*** Opening of Data records ***
PR #2344, opened 2026-07-22
feat(agents): add Grok Build as a native ACP runtime

daniel-farina:
## Summary

Closes #2347.

- Registers **Grok Build** in Buzz's managed ACP runtime catalog (`id: grok`) so Desktop can discover and spawn it like Goose/Claude/Codex.
- Uses Grok's **native** ACP entrypoint (`grok agent --always-approve stdio`) — no separate `*-acp` npm adapter.
- Adds `~/.grok/bin` to binary discovery, process-sweep name `grok`, onboarding visibility, docs, and unit tests for default arg normalization.

## Why

Grok Build already speaks [ACP](https://agentclientprotocol.com/) over stdio (`grok agent stdio`). Users currently cannot select it as a first-class Buzz harness without a custom command. This mirrors the Pi/Cursor runtime registration pattern.

## What changed

| Area | Change |
|------|--------|
| `KNOWN_ACP_RUNTIMES` | New Grok Build entry |
| Default args | `agent,--always-approve,stdio` (also maps bare legacy `acp` → runtime default) |
| PATH | Discovers `~/.grok/bin` |
| Onboarding | Adds `grok` to runtime order + readiness CLI path |
| Docs | README / TESTING / `buzz-acp` README |
| Tests | `normalizes_grok_args_to_agent_stdio` (buzz-acp + desktop) |

## Validation

- [x] `cargo test -p buzz-acp --lib normalizes_` — 6 passed (incl. Grok)
- [x] Live ACP handshake: `BUZZ_ACP_AGENT_COMMAND=grok buzz-acp models` lists Grok models
- [x] Live harness against hosted relay: `buzz-acp` + Grok connected as Fizz, presence online, channel reply E2E
- [ ] Desktop full rebuild / Playwright (sidecar build path not fully exercised in CI notes)

## How to try

```bash
curl -fsSL https://x.ai/cli/install.sh | bash
grok login   # or export XAI_API_KEY=...

export BUZZ_PRIVATE_KEY=nsec1...
export BUZZ_RELAY_URL=wss://your-relay
export BUZZ_ACP_AGENT_COMMAND=grok
buzz-acp
```

Then @mention the agent from Buzz Desktop (owner-only by default).

## Checklist

- [x] New behavior has tests
- [x] User-facing setup is documented
- [x] No new `unwrap()` in production code
- [x] No unsafe code

PR #2812, opened 2026-07-25
feat(agents): add Grok Build as a first-class ACP runtime

### LINKED ISSUE #2347: feat(agents): add Grok Build as a first-class ACP runtime
## Summary

Buzz Desktop's managed agent runtime catalog supports Goose, Claude Code, Codex, and Buzz Agent, but **Grok Build** is missing even though it already speaks [ACP](https://agentclientprotocol.com/) natively over stdio:

```bash
grok agent stdio
```

Users who want Grok-backed agents must configure a custom harness command instead of selecting Grok from Agent runtimes / onboarding.

## Why

- Grok Build ships a stable ACP server (`grok agent stdio`) — no separate `*-acp` npm adapter is required (same class of integration as Goose's `goose acp` / Cursor's native ACP path).
- Install path is well-known (`curl -fsSL https://x.ai/cli/install.sh | bash`, binary under `~/.grok/bin`).
- Without catalog registration, Desktop cannot discover, install-hint, or process-sweep Grok the way it does other runtimes.

## Proposed solution

Register Grok Build in `KNOWN_ACP_RUNTIMES` with:

| Field | Value |
|-------|--------|
| `id` | `grok` |
| `label` | Grok Build |
| `commands` | `grok` |
| Default args | `agent --always-approve stdio` |
| PATH discovery | include `~/.grok/bin` |
| Skills | `.grok/skills` |
| Auth hint | `grok login` or `XAI_API_KEY` |

Also wire onboarding visibility, docs (`buzz-acp` README / TESTING), and unit tests for arg normalization.

## Acceptance criteria

- [ ] **Grok Build** appears under Desktop → Agent runtimes when `grok` is on PATH
- [ ] Creating/starting a managed agent with runtime=Grok spawns `grok agent … stdio` via `buzz-acp`
- [ ] `buzz-acp models` with `BUZZ_ACP_AGENT_COMMAND=grok` completes an ACP handshake
- [ ] Docs describe the Grok path alongside Goose/Claude/Codex

## Related

- Pattern references: Pi ACP (#2257), Cursor ACP (#1683)
- Grok ACP docs: `grok agent stdio` / Agent Client Protocol mode

maikunari:
> **Status for reviewers:** registry, UI wiring, docs, and protocol compatibility are fully verified (tests + raw ACP replay of this harness's exact traffic against grok v0.2.101). The live `AcpClient::spawn` → grok path is currently blocked by a grok-side spawn-context bug — full repro dossier in [this comment](https://github.com/block/buzz/pull/2812#issuecomment-5076872753). The registry entry is correct and inert until grok fixes stdio spawning; happy to retitle if maintainers prefer to land it as plumbing-ahead-of-runtime.

Closes #2347.

## What

Registers **Grok Build** in `KNOWN_ACP_RUNTIMES` so the Desktop app can discover, install-hint, and manage Grok agents like the other runtimes. Grok speaks ACP natively over stdio (`grok agent stdio`) — same integration class as Goose, no npm adapter.

- **Desktop registry** (`managed_agents/discovery.rs`): entry per the issue's table — id `grok`, label "Grok Build", command `grok`, default args `agent --always-approve stdio`, PATH discovery for `~/.grok/bin`, skills dir `.grok/skills`, login hint `grok login` / `XAI_API_KEY`
- **buzz-acp** (`config.rs`): mirrored default args so `BUZZ_ACP_AGENT_COMMAND=grok` works without `BUZZ_ACP_AGENT_ARGS`
- **Frontend**: `grok` added to the statically-classified "locked" provider set in `personaRuntimeModel.ts` (xAI-only, CLI-login — same class as claude/codex). Catalog-driven UI (onboarding, Agent runtimes, Doctor) picks the entry up with no further changes
- **Docs**: `crates/buzz-acp/README.md` + `TESTING.md` runtime lists, with the grok env recipe
- **Tests**: arg normalization + avatar resolution (Rust, both crates), locked-classification (TS)

## Key decisions (flagging for maintainer confirmation)

- **`--always-approve` in default args** (as proposed in #2347): intentional — Buzz owns the approval layer for managed agents, and Grok-side tool prompts would deadlock a headless stdio session. Noted in code comments in both `default_agent_args` sites.
- **No `auth_probe_args`**: grok 0.2.x has no verified non-interactive auth-status command (`grok auth status` doesn't exist; `grok models` exits 0 when logged in but its logged-out exit code is unverified). Probe intentionally omitted rather than guessed — documented in a code comment. Happy to add one if maintainers know a reliable probe.
- **Avatar**: `https://x.ai/icon.png` (verified 200). Swap if there's a preferred asset.
- **No Windows installer commands**: xAI documents only the Unix script (`curl -fsSL https://x.ai/cli/install.sh | bash`); Windows users fall back to that hint + the instructions URL.

## Testing

- `cargo fmt --all --check` ✅ · `cargo clippy` (`buzz-desktop` lib, `buzz-acp`) `-D warnings` ✅
- Desktop unit tests: 78/78 (`managed_agents::discovery`) ✅ · buzz-acp: 122/122 (`config`) ✅ · frontend `personaRuntimeModel`: 18/18 ✅
- **Live protocol verification** against real grok v0.2.101 on macOS: `initialize` and `session/new` (the exact calls `buzz-acp models` makes) both complete over stdio with `agent --always-approve stdio` — capabilities, authMethods, and sessionId all returned correctly.
- One honest caveat: the full `BUZZ_ACP_AGENT_COMMAND=grok buzz-acp models` acceptance run was blocked in my sandboxed environment because grok opens `/dev/tty` at startup (the sandbox has no controlling terminal — plain `echo > /dev/tty` fails there too). This is an artifact of the sandbox, not the integration; verification on a normal interactive machine is being run as a follow-up and I'll post the output on this PR.

`just ci`'s mobile lane not run locally (no Flutter toolchain); no mobile code touched.

### DIFF
--- a/TESTING.md
+++ b/TESTING.md
@@ -179,8 +179,8 @@ header fallback. There is no REST API for fetching message threads — use
 
 ## ACP Harness (optional, end-to-end with a real agent)
 
-`buzz-acp` connects an ACP-speaking agent (goose, codex, claude code,
-buzz-agent) to the relay. The harness listens for events, drives the
+`buzz-acp` connects an ACP-speaking agent (goose, grok build, codex,
+claude code, buzz-agent) to the relay. The harness listens for events, drives the
 agent over stdio, and the agent replies through MCP tools.
 
 Minimum recipe — assumes the relay from step 3 is running and the channel
@@ -221,10 +221,12 @@ buzz-acp                                    # foreground; logs to stdout (run in
 ```
 
 > **Using a different ACP agent?** The default recipe assumes `goose` is on
-> `$PATH` and configured (`goose --version` should print). For codex / claude
-> code / buzz-agent, set `BUZZ_ACP_AGENT_COMMAND` and `BUZZ_ACP_AGENT_ARGS`
-> accordingly — see `crates/buzz-acp/README.md`. Without these, buzz-acp
-> will fail to spawn the agent subprocess on startup.
+> `$PATH` and configured (`goose --version` should print). For grok build /
+> codex / claude code / buzz-agent, set `BUZZ_ACP_AGENT_COMMAND` and
+> `BUZZ_ACP_AGENT_ARGS` accordingly — see `crates/buzz-acp/README.md`
+> (grok build: `BUZZ_ACP_AGENT_COMMAND=grok` with args
+> `agent --always-approve stdio`). Without these, buzz-acp will fail to
+> spawn the agent subprocess on startup.
 
 If you started the agent before adding it to the channel, just run the
 `add-member` afterwards — it picks up the membership notification live and
--- a/crates/buzz-acp/README.md
+++ b/crates/buzz-acp/README.md
@@ -9,7 +9,7 @@ Buzz Relay ──WS──→ buzz-acp ──stdio──→ Your Agent
                                        (send_message, etc.)
 ```
 
-Supports any agent that speaks [ACP](https://agentclientprotocol.com/) over stdio: **goose**, **codex** (via [codex-acp](https://github.com/agentclientprotocol/codex-acp)), and **claude code** (via [claude-agent-acp](https://github.com/agentclientprotocol/claude-agent-acp)).
+Supports any agent that speaks [ACP](https://agentclientprotocol.com/) over stdio: **goose**, **grok build** (native, via `grok agent stdio`), **codex** (via [codex-acp](https://github.com/agentclientprotocol/codex-acp)), and **claude code** (via [claude-agent-acp](https://github.com/agentclientprotocol/claude-agent-acp)).
 
 ## Prerequisites
 
--- a/crates/buzz-acp/src/config.rs
+++ b/crates/buzz-acp/src/config.rs
@@ -617,6 +617,14 @@ pub(crate) fn normalize_agent_command_identity(command: &str) -> String {
 fn default_agent_args(command: &str) -> Option<Vec<String>> {
     match normalize_agent_command_identity(command).as_str() {
         "goose" => Some(vec!["acp".to_string()]),
+        // `--always-approve` is intentional: Buzz owns the approval layer for
+        // managed agents, so Grok-side tool prompts would deadlock a headless
+        // stdio session.
+        "grok" | "grok-build" => Some(vec![
+            "agent".to_string(),
+            "--always-approve".to_string(),
+            "stdio".to_string(),
+        ]),
         "codex" | "codex-acp" | "claude-agent-acp" | "claude-code-acp" | "claude-code"
         | "claudecode" | "buzz-agent" => Some(Vec::new()),
         _ => None,
@@ -1438,6 +1446,19 @@ mod tests {
     fn normalizes_goose_args_to_acp() {
         assert_eq!(normalize_agent_args("goose", Vec::new()), vec!["acp"]);
         assert_eq!(normalize_agent_args("goose", vec!["".into()]), vec!["acp"]);
+    }
+
+    #[test]
+    fn normalizes_grok_args_to_stdio_default() {
+        let expected = vec!["agent", "--always-approve", "stdio"];
+        assert_eq!(normalize_agent_args("grok", Vec::new()), expected);
+        assert_eq!(normalize_agent_args("grok", vec!["".into()]), expected);
+        assert_eq!(normalize_agent_args("grok-build", Vec::new()), expected);
+        // Explicit args are preserved verbatim — no default-arg injection.
+        assert_eq!(
+            normalize_agent_args("grok", vec!["agent".into(), "stdio".into()]),
+            vec!["agent", "stdio"]
+        );
     }
 
     #[test]
--- a/crates/buzz-acp/src/lib.rs
+++ b/crates/buzz-acp/src/lib.rs
@@ -60,7 +60,12 @@ fn is_subcommand(name: &str) -> bool {
 }
 
 /// Timeout for lightweight helper subcommands (spawn + initialize + model/method probes).
-const MODELS_TIMEOUT: Duration = Duration::from_secs(10);
+///
+/// 30s rather than 10s: some agents boot every user-configured MCP server
+/// during `session/new` (observed with Grok Build, where a handful of stdio
+/// MCP servers pushed session creation past 10s on a real machine). The
+/// happy path is unaffected — fast agents still return in ~2-5s.
+const MODELS_TIMEOUT: Duration = Duration::from_secs(30);
 
 /// Timeout for `buzz-acp authenticate`. Browser-based vendor auth can require
 /// human interaction, so it must not share the short probe timeout.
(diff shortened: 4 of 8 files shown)


maikunari:
**Verification follow-up** (as promised in the PR description) — registry/UI/tests all hold, but the `buzz-acp models` acceptance run surfaced what looks like a grok-side spawn-context sensitivity that maintainers should know about. Full dossier:

## What works everywhere ✅

Raw ACP over plain shell pipes against **grok v0.2.101 (macOS, aarch64)** — using the *exact* params buzz-acp sends (protocolVersion 2 pin, fs clientCapabilities):

```
$ printf '<initialize>\n<session/new>\n' | grok agent --always-approve stdio
→ initialize result (agent negotiates down to protocolVersion 1) in ~1s
→ session/new result with sessionId AND a `models` object in ~3-5s
```

Verified in an interactive zsh (foreground pgroup, tty) and in a no-tty sandbox shell. Framing is clean ndjson (largest observed line 87KB, well under MAX_LINE_SIZE).

## What fails: the same two calls through `AcpClient::spawn` ❌

`BUZZ_ACP_AGENT_COMMAND=grok buzz-acp models` fails in every spawn context tried:

| Context | Result |
|---|---|
| Interactive terminal (tty, agent in background pgroup via `process_group(0)`) | `agent timed out (30s)` — grok process observed **already exited** while buzz-acp still waits |
| Same, with `--no-leader` / `TERM=dumb NO_COLOR=1` / stderr→`/dev/null` | same timeout, or instant silent exit |
| PTY via `script(1)` | timeout; with grok's stderr redirected to a file grok *stays alive* but responses never arrive through the pipes |
| No-tty sandbox | grok exits immediately: `Error: Device not configured (os error 6)` (ENXIO — its seatbelt profile explicitly allows `file-ioctl` on `/dev/tty`, and plain `open("/dev/tty")` returns ENXIO in that sandbox) |

Same binary, same args, same protocol bytes — plain-pipe spawn works, tokio piped spawn + own-process-group doesn't. Python `subprocess` with `preexec_fn=os.setpgrp` *also* works, so it isn't the process group alone; grok appears to change terminal/leader initialization behavior based on some property of the spawn context and either exits early or wedges before servicing stdio.

## Read

The registry entry, args, and protocol compatibility in this PR are correct (raw replay of buzz-acp's exact traffic proves it). The remaining gap looks like a **grok CLI issue** — `grok agent stdio` should be context-independent — and will presumably affect Desktop-managed spawns too (GUI apps have no controlling tty, which is the ENXIO row above). Happy to file it with xAI with this repro; also very interested in whether anyone has a rig where `buzz-acp models` + grok completes, to rule out machine-local factors (leader config, MCP fleet size — the 10→30s timeout bump in this PR came from grok booting all user-configured MCP servers during `session/new`).

One adjacent note for anyone logging raw streams while testing: grok's `_x.ai/mcp/servers_updated` notification includes user MCP server configs **with env values (API keys) in plaintext** — worth scrubbing logs and possibly worth an upstream redaction ask independent of this PR.

Related: #2344 (earlier attempt at the same runtime, pre-dates the `cli_install_instructions_url` field rename on main).

M0xDr3w:
### Independent confirmation of the grok-side spawn-context bug

Confirms the dossier above ([comment](https://github.com/block/buzz/pull/2812#issuecomment-5076872753)): `grok agent stdio` is sensitive to spawn context / controlling TTY. Full repro with cleaner minimal cases:

📄 **https://gist.github.com/M0xDr3w/417661cf223099cfa06f277139b34bd6**

**Env:** Grok Build `0.2.112 (9bbd559437aa) [stable]`, macOS 25.5.0 arm64, zsh

| Spawn context | Result |
|---|---|
| Plain foreground pipe | ✅ `initialize` returns full capabilities |
| No controlling TTY (`script -q /dev/null … < /dev/null`) | ❌ hangs briefly, exits with no useful output |
| `TERM=dumb NO_COLOR=1 … < /dev/null` | ❌ exits 0, **no JSON** on stdout |
| Background process group (`set -m`) | ❌ suspended with `tty output` |

**Working case:**
```bash
printf '{"jsonrpc":"2.0","id":1,"method":"initialize","params":{"protocolVersion":2,"clientInfo":{"name":"repro","version":"0.1"},"capabilities":{}}}\n' | grok agent --always-approve stdio
```

**Expected:** `grok agent stdio` should be fully context-independent (no controlling TTY / special process-group requirements), same as other mature ACP agents.

**xAI filing note:** `xai-org/grok-build` has **Issues disabled** and does not accept external PRs, so this lives as a public gist for now. Happy to re-file if xAI opens a tracker.

Related: #2344

M0xDr3w:
### Updated repro (gist only)

Expanded write-up of the grok-side stdio spawn-context bug (Grok Build **0.2.112**), including a working one-shot Python PTY path and failing long-running bridge cases:

**https://gist.github.com/M0xDr3w/1da8a9ec2223121a52979478465896ba**

**Key additions vs earlier comment:**
- One-shot Python `pty.fork()` **works** for `initialize`
- Long-running Python PTY bridge (stdin ↔ PTY) **does not** — only echoes the request
- Additional silent-fail cases: `exec </dev/null` and `TERM=dumb` with closed stdin

`xai-org/grok-build` has **Issues disabled**, so this public gist is the durable filing until xAI opens a channel.

maikunari:
@M0xDr3w — excellent confirmation, thank you. The `tty output` suspension in your background-pgroup case is the smoking gun for the SIGTTOU mechanism, and 0.2.112 confirms it's current.

One update to your filing note: there *is* a live channel for this — issues are enabled on xai-org/grok-build-plugin-cc, and this bug is filed there as [xai-org/grok-build-plugin-cc#7](https://github.com/xai-org/grok-build-plugin-cc/issues/7) (with an explicit note that it belongs to the CLI). Worth attaching your gists there so the evidence is consolidated where xAI can act on it. Also raising it with their engineers on X, which per xAI's own guidance is their preferred bug channel.

wpfleger96:
🤖 hey @maikunari — thanks for building this, and especially for the spawn-context repro dossier — that level of investigation is genuinely useful to anyone integrating Grok over stdio, independent of how this PR resolves.

Grok support landed generically in #2773 (ships in v0.5.0): Grok Build is a one-click preset launching `grok agent --always-approve stdio`, and any other ACP-over-stdio binary can be registered from Settings. New presets are a small data entry rather than per-harness Rust.

Closing as superseded. If the grok-side stdio spawn bug you documented still bites under the preset path, an issue with that dossier attached would be a great follow-up.

maikunari:
Thanks @wpfleger96 — that makes sense, and the generic preset approach in #2773 is a better foundation than a per-harness runtime. Glad Grok support is landing that way.

One thing worth flagging for preset users: since the Grok Build preset launches `grok agent --always-approve stdio`, it may hit the same stdio spawn-context sensitivity documented in the dossier here — Grok Build (confirmed on 0.2.112) silently hangs when spawned without a controlling TTY (SIGTTOU / background process-group). One-shot works; a long-running stdin↔stdio bridge only echoes the request. Full repro + minimal cases are in the gists on this PR, and it's filed upstream at xai-org/grok-build-plugin-cc#7. If the preset ever spawns grok in a non-TTY context (daemonized, over SSH, etc.), it could surface there too — happy to help validate against v0.5.0 once it's out.

Thanks again for the thoughtful close.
*** Close of Data records ***
## Problem details
Starting from the first line of the records above, retype each line exactly up to and including the one that contains "- Uses Grok's", and nothing more.

## Written reply
PR #2344, opened 2026-07-22
feat(agents): add Grok Build as a native ACP runtime

daniel-farina:
## Summary

Closes #2347.

- Registers **Grok Build** in Buzz's managed ACP runtime catalog (`id: grok`) so Desktop can discover and spawn it like Goose/Claude/Codex.
- Uses Grok's **native** ACP entrypoint (`grok agent --always-approve stdio`) — no separate `*-acp` npm adapter.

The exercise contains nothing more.